- Born: 1953 (age 71–72) Champaign–Urbana , Illinois, U.S.
- Education: University of Illinois
- Alma mater: University of Illinois College of Fine and Applied Arts
- Known for: Painting, education, programming, historic research
- Notable work: Park Street Mural, Champaign Heritage Trail
- Style: symbolism
- Movement: Champaign Heritage Trail
- Relatives: Barbara Suggs Mason (Cousin) Cecil Dewey Nelson Jr. (Uncle) Allen Albert Rivers, Sr. (Grandfather)

= Angela M. Rivers =

African-American artist and curator (born 1953)

Angela M. Rivers (born 1953 in Champaign, Illinois) is an African American artist and curator, currently living in Chicago.

== Career ==
Angela has a BFA in Fine and Applied Arts from the University of Illinois Urbana-Champaign in 1975.

In 1978 she created a mural in Fifth and Park Streets in north Champaign with a group of African American students and community members.

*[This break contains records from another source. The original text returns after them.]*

PR #4937, opened 2022-12-06
Make decimal settings available in R

JorisGoosen:
Fixes https://github.com/jasp-stats/INTERNAL-jasp/issues/2172 Also adds some small default values in jaspBase for when not in JASP

This makes the following global values available in R:
- .fixedDecimals        (BOOL -> should decimals be fixed to a certain number?)
- .numDecimals          (INT  -> if above is TRUE then how many decimals)
- .normalizedNotation   (BOOl -> 10^n notation vs exponent notation)
- .exactPValues         (BOOL -> whether to show all decimals for p-values ( or at least 4 ) and not APA style (if Im reading the code correctly)

See also: https://github.com/jasp-stats/jaspBase/pull/111 but that isnt necessary for running this in normal JASP


boutinb (approved):

boutinb:
If you remove jaspBase from your commit, then the conflict will be solved... then you can merge it.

From 1978 to 1981 she studied Paul Gauguin's work at Eastern Illinois University. She then moved to Chicago to work as an art curator. She worked for the DuSable Museum of African American History, the Chicago History Museum, and the Art Institute of Chicago.

In 2009 she was an artist-in-residence at the University of Illinois, where she did a commemoration of the anniversary of the mural in Champaign.

Angela's uncle was visual artist Cecil Dewey Nelson, Jr.

She helped create the Champaign County African American Heritage Trail in 2020, a project dedicated to highlighting the history of African Americans of Champaign County and their influence on the community. Medias for this project include a tour bus and a website with a list of notable individuals involved with the development and history of Champaign Illinois.